Data Analysis and Interpretation Gets a Boost with Virtual Reality - VR Life

Data Analysis and Interpretation Gets a Boost with Virtual Reality

vr data analysis


Facebook and other tech giants stand to gain a lot by taking advantage of virtual reality. With this technology they can take online socializing to a whole new level. The implications of the growing presence of VR is going to launch the etch industry to a region far beyond the new breed of chat rooms. A lot of discussions have been had on how virtual reality can affect the way we visualize data in general and naturally includes big data.

Visualization is a very big part of big data projects. While simple charts such as bar charts and pie charts do their job or providing headline figures, today’s Big data projects require a far more granular method of presentation if they are going to tell the full picture. It must be relatively easier for the viewer to identify and pinpoint correlations between the vast amounts of data points which are often performed in real time.
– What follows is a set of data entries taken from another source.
PR #10753, opened 2022-02-14
Models, routes and views for creating OIDC publishers

### LINKED ISSUE #10617: Update Warehouse's models to accomodate OIDC verification
Original thought: Warehouse's `User` model, at minimum, will probably need one or more new columns (possibly relations) for each supported provider.

Upon conversation with @di: we don't actually need the AuthN step, so we can probably get away without any changes to the `User` model. Instead, each project model will need a GitHub repository URL and workflow name to check incoming JWTs against.

woodruffw:
~~This is nowhere near done; just wanted to get something up.~~

Remaining items:

- [x] Unit tests
- [x] Feature-gate these changes (admins only?)
- [x] Rate limiting

Closes #10617.


warehouse/oidc/models.py
```diff
@@ -0,0 +1,48 @@
...
+    repository_name = Column(String)
+    owner = Column(String)
+    owner_id = Column(String)
+    workflow_name = Column(String)
+
+    def repository(self):
+        return f"{self.owner}/{self.repository_name}"
+
+    def job_workflow_ref(self):
+        return f"{self.repository}/.github/workflows/{self.workflow_name}.yml"
```
woodruffw, line 45: cc @di: How clever do you want us to get with the "claims" here?

I could add a `@claim` decorator that transparently updates the instance's `self.claims` list as you suggested in your example, but I wasn't sure whether that amount of magic was worth it for what'll end up being just a handful of methods.

warehouse/oidc/services.py
```diff
@@ -148,10 +148,51 @@ def get_key(self, key_id):
...
+        """
+        Return a JWK suitable for verifying the given JWT.
+
+        The JWT is not verified at this point, and this step happens
+        prior to any verification.
+        """
+        unverified_header = jwt.get_unverified_header(token)
+        return self.get_key(unverified_header["kid"])
 
     def verify(self, token):
```
woodruffw, line 163: N.B.: It might make sense to rename this to `verify_signature` (or even `verify_signature_only`), to emphasize that this service is only providing a signature verification check, not authN or authZ for a specific action.

warehouse/oidc/services.py
```diff
@@ -148,10 +148,51 @@ def get_key(self, key_id):
...
+                # that enforces their actual validity.
+                require=["iss", "iat", "nbf", "exp", "aud"],
+                verify_iss=True,
+                verify_iat=True,
+                verify_nbf=True,
+                verify_exp=True,
+                verify_aud=True,
+                issuer=self.issuer_url,
+                audience="pypi",
+                leeway=30,
```
woodruffw, line 185: N.B.: `leeway` defines the permitted clock skew, i.e. +/- 30 seconds. I chose that number because it seems to be the recommended best practice for JWTs (higher numbers indicate a server problem).

warehouse/oidc/models.py
di: I mostly just to make it easy to verify all claims and make it hard to forget to verify some claim.

Regarding the decorator, it'd probably be just as likely that we forget to add it as it would be that we forget to verify the claim.

Maybe something like explicit like `__verified_claims__ == {'repository', 'job_workflow_ref', ...}` and `__unverified_claims__ == {'<something else>'}` and we ensure that every claim in the token is either explicitly verified or unverified? And in the case where there's a claim that's unaccounted for (either it's new or we aren't verifying it) an appropriate warning is generated? (probably not an outright failure b/c we probably don't want to fail on every new claim?)

warehouse/oidc/services.py
di: Agreed

warehouse/oidc/models.py
woodruffw: Sounds good to me!

woodruffw: `__unverified_claims__` will have to include the set of "standard" claims that are verified during signature verification, but we can document that explicitly.

woodruffw: Okay, this is what I've come up with:

```python
    __verified_claims__ = {
        "repository",
        "job_workflow_ref",
        "actor",
        "workflow",
    }

    __preverified_claims__ = {
        "iss",
        "iat",
        "nbf",
        "exp",
        "aud",
    }
    
    __unverified_claims__ = {
        "jti",
        "sub",
        "ref",
        "sha",
        "run_id",
        "run_number",
        "run_attempt",
        "head_ref",
        "base_ref",
        "event_name",
        "ref_type",
    }
```

We need to think some more about how we actually do the verification step for each claim: most claims are just a string equality check, but some are prefix checks instead (like `job_workflow_ref`). Do we want to something dynamic like fetching a `verify_{claim}` function for each claim and calling that? That's pretty magical, so I'm not sure if that's the best approach.

di: Maybe each claim could just be `@property` on the class? So verification would be something like:

```python
def verify_claims(self, signed_token):
    for claim_key in self.__verified_claims__:
        if not getattr(self, claim_key) == signed_token[claim_key]:
            return False
    return True
```

woodruffw: That's pretty close to what we want, although we need more complex behavior than just equality checking. Perhaps something like this?

```python
def verify_claims(self, signed_token):
    for claim_key in self.__verified_claims__:
        if not getattr(self, claim_key)(signed_token[claim_key]):
            return False
    return True
```

i.e., each would be a function instead of a property, allowing us to do e.g. substring matching.

warehouse/oidc/models.py
```diff
@@ -0,0 +1,144 @@
...
+
+    oidc_provider_id = Column(
+        UUID(as_uuid=True),
+        ForeignKey("oidc_providers.id"),
+        nullable=False,
+        primary_key=True,
+    )
+    project_id = Column(
+        UUID(as_uuid=True), ForeignKey("projects.id"), nullable=False, primary_key=True
+    )
```
woodruffw, line 33: N.B.: Let me know if there's a better way to do this many-many mapping. This is the pattern I'm familiar with, but there are probably others.

woodruffw:
Just pasting some screenshots for visibility.

Separate "publishing" page on each project for OIDC management:

Screen Shot 2022-02-18 at 4 51 38 PM

Flash on successful OIDC provider configuration; removal table:

Screen Shot 2022-02-18 at 4 52 35 PM


Security events for OIDC management:

Screen Shot 2022-02-18 at 4 51 01 PM

warehouse/oidc/forms.py
```diff
@@ -0,0 +1,97 @@
...
+
+        owner, repository = repository_slug.split("/", 1)
+
+        # To actually validate the owner, we ask GitHub's API about them.
+        # We can't do this for the repository, since it might be private.
+        response = requests.get(
+            f"https://api.github.com/users/{owner}",
+            headers={"Accept": "application/vnd.github.v3+json"},
+            allow_redirects=True,
+        )
```
di, line 58: This should use `GITHUB_TOKEN` to authenticate, see an example [here](https://github.com/pypa/warehouse/blob/844499dc6c169a55adba4f7075fcdf64b89a6f9b/warehouse/integrations/github/utils.py#L144-L147).

warehouse/oidc/forms.py
```diff
@@ -0,0 +1,97 @@
...
+
+        if response.status_code == 404:
+            raise wtforms.validators.ValidationError(
+                _("Unknown GitHub user or organization.")
+            )
+        elif not response.ok:
+            raise wtforms.validators.ValidationError(
+                _("Unexpected error from GitHub. Try again.")
+            )
```
di, line 67: Another thing that can fail here is that our API quota has been consumed. We should provide a meaningful error if that's the case (and also generate a sentry message so we are aware).

We probably also need to ratelimit this action per-user and per-IP so a malicious user can't exhaust our quota.

warehouse/templates/manage/publishing.html
```diff
@@ -0,0 +1,129 @@
...
+ # See the License for the specific language governing permissions and
+ # limitations under the License.
+-#}
+
+{% extends "manage_project_base.html" %}
+
+{% set active_tab = 'publishing' %}
+
+{% block title %}
+  {% trans %}OIDC provider management{% endtrans %}
```
di, line 20: We probably need to think up a more user-friendly way to refer to this feature, most users aren't going to know what OIDC is.

warehouse/templates/manage/publishing.html
```diff
@@ -0,0 +1,129 @@
...
+      {% trans trimmed %}
+        PyPI projects can use trusted OIDC providers to automate their release
+        processes, without having to explicitly provision or manage API tokens.
+      {% endtrans %}
+    </p>
+
+    <h2 class="no-bottom-padding">{% trans %}Add a new provider{% endtrans %}</h2>
+
+    <h3>GitHub</h3>
+
```
di, line 71: We should link to https://docs.github.com/en/actions/deployment/security-hardening-your-deployments/about-security-hardening-with-openid-connect somewhere, probably here.

warehouse/templates/manage/publishing.html
```diff
@@ -0,0 +1,129 @@
...
+    <form method="POST" action="{{ request.route_path('manage.project.settings.oidc', project_name=project.name) }}">
+      <div class="form-group">
+        <input name="csrf_token" type="hidden" value="{{ request.session.get_csrf_token() }}">
+        <label for="repository" class="form-group__label">
+          {% trans %}Repository{% endtrans %}
```
di, line 76: This is both the owner and the repository (the slug?) so this label is not quite right. Furthermore I'm not sure it's necessary for us to take these as combined input if we're just going to split them eventually anyways.

warehouse/manage/views.py
```diff
@@ -1047,6 +1049,119 @@ def toggle_2fa_requirement(self):
...
+                self.request.session.flash(
+                    f"{provider} is already registered with {self.project.name}",
+                    queue="error",
+                )
+                return {**self.default_response, "github_provider_form": form}
+
+            self.project.oidc_providers.append(provider)
+
+            self.project.record_event(
+                tag="project:oidc:provider-added",
```
di, line 1119: Let's make sure to add a special case for these in the template where it gets rendered, so it doesn't show up as the tag name and we can include the `additional` metadata as well.

Additionally, some of the `additional` metadata seems fairly GitHub specific. We should make sure we either differentiate based on providers or publish provider-specific events.

warehouse/manage/views.py
```diff
@@ -1047,6 +1049,119 @@ def toggle_2fa_requirement(self):
...
+                ip_address=self.request.remote_addr,
+                additional={
+                    "provider": provider.provider_name,
+                    "id": str(provider.id),
+                    "repository": form.repository_slug.data,
```
di, line 1124: Again, let's avoid the conflation of 'repository' and 'repository slug' here.

warehouse/oidc/forms.py
```diff
@@ -0,0 +1,97 @@
...
+from warehouse import forms
+from warehouse.i18n import localize as _
+
+# This roughly matches the "owner/repo" convention used by GitHub.
+_VALID_GITHUB_OWNER_REPO_SLUG = re.compile(
+    r"^[a-zA-Z0-9][a-zA-Z0-9-]*/[a-zA-Z0-9-_.]+$"
+)
+
+
+class GitHubProviderForm(forms.Form):
```
di, line 27: Doesn't seem like we're checking anywhere if this particular provider configuration already exists. We should make sure to enforce uniqueness here.

warehouse/oidc/models.py
```diff
@@ -0,0 +1,168 @@
...
+    def repository(self):
+        return f"{self.owner}/{self.repository_name}"
+
+    @property
+    def job_workflow_ref(self):
+        return f"{self.repository}/.github/workflows/{self.workflow_name}.yml"
+
+    @property
+    def actor(self):
+        return self.owner
```
di, line 161: Is this right? Will the actor always be the repo owner?

warehouse/manage/views.py
```diff
@@ -1047,6 +1049,119 @@ def toggle_2fa_requirement(self):
...
+                    "workflow": form.workflow_name.data,
+                },
+            )
+
+            self.request.session.flash(
+                f"Added {provider} to {self.project.name}",
+                queue="success",
+            )
+
```
di, line 1133: Probably should also send an email here to all maintainers.

warehouse/manage/views.py
```diff
@@ -1047,6 +1049,119 @@ def toggle_2fa_requirement(self):
...
+            self.project.record_event(
+                tag="project:oidc:provider-removed",
+                ip_address=self.request.remote_addr,
+                additional={
+                    "provider": provider.provider_name,
+                    "id": str(provider.id),
+                },
+            )
+
+            self.request.session.flash(f"Removed {provider} from {self.project.name}")
```
di, line 1160: Same comments as above. Let's additionally record the workflow/repo here as well.

di (commented):
Looks good overall. One broad thought: we probably want an `AdminFlag` to easily disable this entire feature at once.

warehouse/templates/manage/publishing.html
woodruffw: Yeah, agreed.  We use the language of "publishing"/"publisher" elsewhere, WDYT about making that consistent? In that context, an OIDC provider becomes something like a "trusted publisher".

warehouse/templates/manage/publishing.html
woodruffw: Yeah, good point. I made it a single form input because `user/repo` slugs are a common pseudo-format, but splitting them up simplifies validation and is just as good of a UX.

warehouse/templates/manage/publishing.html
di: I think "OpenID Connect Publisher" would probably be OK.

warehouse/oidc/models.py
woodruffw: Hmm, nope -- the `actor` can be anybody empowered to trigger the workflow. This should probably become one of our unvalidated claims, unless we want to enforce an allowlist of users here.

warehouse/oidc/forms.py
woodruffw: We have a uniqueness constraint on the DB, and I put the handling for that in the view logic itself (since the view is responsible for creating a model if it doesn't exist, and other views do similar things). But I can move it into the form validation layer, if you think that's more appropriate!

warehouse/manage/views.py
woodruffw: > Additionally, some of the additional metadata seems fairly GitHub specific. We should make sure we either differentiate based on providers or publish provider-specific events.

Yeah, this is a little fiddly with our polymorphic model. So far the only common interface between all children of `OIDCProvider` is `__str__`, but we can add more baseline functionality to make the `additional` metadata more useful (and generic).

di: Probably acceptable to just store `str(provider)` here then, and let the class determine how it should be displayed?

woodruffw: Yep. sounds good. I'll do the same for the deletion route.

warehouse/manage/views.py
woodruffw: Done (via `str(provider)`).

warehouse/oidc/forms.py
woodruffw: d2159312

warehouse/templates/manage/publishing.html
woodruffw: 62a795ff

Screen Shot 2022-02-25 at 6 04 47 PM

warehouse/templates/manage/publishing.html
woodruffw: 5ed70bc4

warehouse/oidc/models.py
woodruffw: 2c9722d4

ewjoachim (commented):
(So far so good for me)

warehouse/manage/views.py
woodruffw: 6c004872

woodruffw:
> we probably want an AdminFlag to easily disable this entire feature at once.

Just to clarify: we want the `AdminFlag` to disable OIDC publisher registration, right? Not the (currently unimplemented) OIDC authentication endpoint?

di:
The entire feature: creation/deletion of publishers, as well as the integration itself eventually.

woodruffw:
> The entire feature: creation/deletion of publishers, as well as the integration itself eventually.

Sounds good! Done with a6aa4a07.

warehouse/oidc/models.py
```diff
@@ -0,0 +1,164 @@
...
+        if not self.__verifiable_claims__:
+            return False
+
+        # All claims should be accounted for.
+        # The presence of an unaccounted claim is not an error, only a warning
+        # that the JWT payload has changed.
+        known_claims = self.__verifiable_claims__.keys().union(
+            self.__preverified_claims__, self.__unchecked_claims__
+        )
+        unaccounted_claims = known_claims.difference(signed_claims.keys())
```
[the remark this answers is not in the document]
woodruffw: e259dc81

warehouse/oidc/forms.py
```diff
@@ -0,0 +1,121 @@
...
+        if not self._api_token:
+            return {}
+        return {"Authorization": f"token {self._api_token}"}
+
+    def validate_owner(self, field):
+        owner = field.data
+
+        # To actually validate the owner, we ask GitHub's API about them.
+        # We can't do this for the repository, since it might be private.
+        response = requests.get(
```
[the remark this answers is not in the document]
woodruffw: d0b37d25 refactors this to use exception-driven handling; let me know if that's what you had in mind!

It doesn't 500 the page since I figure it's form-internal logic and might be transient, and so (IMO) we should just spit back a vaguely descriptive error and tell the user to try again momentarily. But let me know if I've underthought this 🙂

woodruffw:
Here's what the flash looks like when the `AdminFlag` is tripped:

Screen Shot 2022-02-28 at 11 58 42 AM

warehouse/oidc/forms.py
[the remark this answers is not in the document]
ewjoachim: I do agree that it *should not* 500 the whole page, and it would have with the previous implementation, butt the way it's done now is that it will only 500 in case of a network error that is not a timeout, which should probably be enough.

Also, if we have a 403 for any other reason, we might get a confusing message, but I'm not sure I see a scenario where we have a 403, though I don't know GitHub's permission model that well.

I think that should be 👍 for me for a start, and we'll always be able to make it better on the next iteration 😀

warehouse/oidc/forms.py
woodruffw: https://github.com/pypa/warehouse/pull/10753/commits/1fc826a89e296274fcd57d2691b2d5aaba56ac73

warehouse/config.py
```diff
@@ -270,6 +270,18 @@ def configure(settings=None):
...
+        "warehouse.manage.oidc.user_provider_registration_ratelimit_string",
+        "USER_OIDC_PROVIDER_REGISTRATION_RATELIMIT_STRING",
+        default="10 per day",
+    )
+    maybe_set(
+        settings,
+        "warehouse.manage.oidc.ip_provider_registration_ratelimit_string",
+        "IP_OIDC_PROVIDER_REGISTRATION_RATELIMIT_STRING",
+        default="10 per day",
+    )
```
woodruffw, line 284: This might be way too conservative, given CGNAT and other many-to-one-IP networking scenarios. Thoughts?

di: This seems reasonable.

warehouse/manage/views.py
```diff
@@ -1059,6 +1069,206 @@ def toggle_2fa_requirement(self):
...
+                return {**self.default_response, "github_provider_form": form}
+
+            # We only email project owners, since only owners can manage OIDC providers.
+            owner_roles = (
+                self.request.db.query(Role)
+                .filter(Role.project == self.project)
+                .filter(Role.role_name == "Owner")
+                .all()
+            )
+            owner_users = {owner.user for owner in owner_roles}
```
di, line 1207: This is an N+1 query: for every `Role.project` we do a query for that relationship, and for every `owner.user` we do a query to satisfy that relationship.

We should do this with a single query instead:

```suggestion
            owner_roles = (
                request.db.query(User.id)
                .join(Role.user)
                .filter(Role.role_name == "Owner", Role.project == self.project)
                .subquery()
            )
            owner_users =  (
                request.db.query(User)
                .join(owner_roles, User.id == owner_roles.c.id)
                .all()
            )
```

warehouse/manage/views.py
```diff
@@ -1059,6 +1069,206 @@ def toggle_2fa_requirement(self):
...
+                tag="project:oidc:provider-removed",
+                ip_address=self.request.remote_addr,
+                additional={
+                    "provider": provider.provider_name,
+                    "id": str(provider.id),
+                    "specifier": str(provider),
+                },
+            )
+
+            self.request.session.flash(f"Removed {provider} from {self.project.name}")
```
di, line 1267: We should similarly email owners here.

warehouse/templates/manage/settings.html
```diff
@@ -98,6 +98,21 @@ <h3>{% trans %}<abbr title="two factor authentication">2FA</abbr> requirement{%
...
+  </p>
+  <!-- if OIDC is enabled for project -->
+  <p>
+    {% trans href=request.route_path('manage.project.settings.oidc', project_name=project.name), project_name=project.name %}
+    <a href="{{ href }}" class="button button--primary">
+      Manage OpenID Connect publishers for {{ project_name }}
+    </a>
+    {% endtrans %}
+  </p>
+
```
di, line 115: I think this can probably just exist as a new menu option in the sidebar and the "Publishers" page and doesn't need to be here.

di (commented):
Looking good. Let's address these changes and get tests passing.

One additional thing we need to do is put anything user-facing behind a feature flag: anything new in the HTML templates should be gated on the presence of an environment variable, and similarly any new routes should 404 if the envvar is not present. See #10856 for an example.

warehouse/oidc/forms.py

Data Analysis with the Human Eye

There are obvious inherent restrictions to the amount of data that can be absorbed through the human eye from a flat computer screen. We are limited to processing a very small amount of information per second when reading text from a screen according to SAS software architect Michael D Thomas. This is where many people are of the opinion that virtual reality can step in. by immersing the user in a digitally rendered space with a 360 degree view, it should be possible to greatly increase and improve the bandwidth of data to our brains.


A New Method of Data Analysis

This idea, however, is not new, Virtual reality has been around for a while but it is very expensive. Several years ago, Goodyear engineers worked with VR expert Dr. Robert Maples to develop a complete simulation of its racing tires based on its historical data. This simulation allowed the effects of every minor change and variable to be modeled and viewed in real time VR. The aim was to answer the question, why are we losing races and the visualization let them get answers in a very short time. This is an excellent example of how to increase data bandwidth leading to much faster insights.
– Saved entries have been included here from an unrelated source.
Issue #6504, opened 2019-08-21
Restore dev/clean.sql and update for new security features


ewdurbin:
It appears the `dev/clean.sql` file referenced in https://warehouse.pypa.io/development/development-database/ was inadvertently removed in #5882.

We should restore this file, and also update it to remove:
  - User TOTP secrets: NULL out `users.totp_secret` column
  - User last TOTP values: NULL out `users.last_totp_value` column
  - User Security Keys: truncate `user_security_keys` table
  - Macaroons: truncate `macaroons` table
  - Audit tables: anonymize `project_events` and `user_events` tables

di:
While we're at it, we should also update the dev DB dump from TestPyPI, there's a lot of migrations that need to be applied since we last did this.

dstufft:
Alternatively, we can just run ``make initdb`` and stamp a new dev DB from that and not pull "production" data from TestPyPI.

ewdurbin:
that still has a huge downside of plopping another 100+MB blob in our git history :/

dstufft:
We could just use git LFS and/or host it on S3 and change ``make initdb`` fetch from that.

PR #12492, opened 2022-11-07
move development database out of the source tree

ewdurbin:
this also includes a dump/migrate/restore of the old DB being pushed to S3 which contains postgres14 pg_dump with all of the current migrations applied.

### DIFF
--- a/.gitignore
+++ b/.gitignore
@@ -21,6 +21,7 @@ docker-compose.override.yaml
 node_modules/
 
 dev/example.sql
+dev/example.sql.xz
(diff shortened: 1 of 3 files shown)


ewdurbin:
I'd like us to be able to have this replace the current `dev/example.sql.xz` if the shasum value in the Makefile changes... but I'm not smart enough at make.

ewdurbin:
toward(ish) #6504.

ewdurbin:
Going to go a different direction here and include it via a development dependency.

The fact remains that the display interface we currently use to absorb data visually is outdated and is in need of an overhaul. Screens have reduced in size and weight but they are essentially the same technology as decades ago. While input, processing and storage capabilities have evolved rapidly across several generations of computing architecture, the screen has not.
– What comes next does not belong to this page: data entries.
PR #12527, opened 2022-11-10
[WIP] Project reservations

### LINKED ISSUE #11296: "De novo" project creation via API tokens/OIDC
There's currently a little bit of friction around bootstrapping API tokens on a new PyPI project:

1. Prepare a package for a new project
2. Upload the first version of the project to PyPI using a user-scoped API token (not ideal for long-term actions) or user credentials (shouldn't be used in CI)
3. Log into PyPI and create a project-scoped token for the new project
4. Use the new project-scoped token for all future releases

A similar problem will happen with OIDC: we currently require a project to exist before an OIDC publisher can be registered against it, meaning that a user will have to upload at least one release with a user-scoped token or credentials before they can switch to a credential-less workflow.

Some potential solutions:

1. Allow users to pre-create projects on PyPI before uploading any releases.
    - Pros: Solves the "de novo" problem above.
    - Cons: Malicious users can abuse this as a low-friction way to squat names.
2. Allow users to pre-register OIDC publishers; on use, the project would be created for the first time.
    - Pros: Solves the "de novo" problem *and* minimizes squatting potential.
    - Cons: Complicates the OIDC data mode: pre-registering a publisher means either pre-creating the project (same problem as (1)) or creating a "symbolic" link to a nonexistent project (another column). We'd have to be careful about invalidating a publisher if someone else races/beats it to creating a project, so that someone can't quietly takeover a project's releases via OIDC.
3. Something else?

woodruffw:
This is still a WIP; just putting something up for visibility and early feedback.

Outstanding items:

- [x] `POST`ing the reservation form should actually reserve the project name
- [x] The user's `manage/projects` list should include a "reserved" chip on any reserved project(s)
- [x] Scheduled job for periodically removing reservations that have gone stale
- [ ] Unit tests
- [ ] The upload endpoint needs to remove `Project.reserved_until`, if present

All of this is changing now with the emergence of affordable VR hardware. Two years ago, Google open sourced the designs for its cardboard VR headset and this allowed anyone who knew how to, to effectively start using the technology for free. And just a month ago, the first wave of consumer headsets hit the shelves. This emergence has spurred the advancement of a growing ecosystem with some already coming out geared for data exploration, mining and experimentation. With VR, we can now have faster and more accurate interpretation of data which is set to be algorithmically processed together with business data.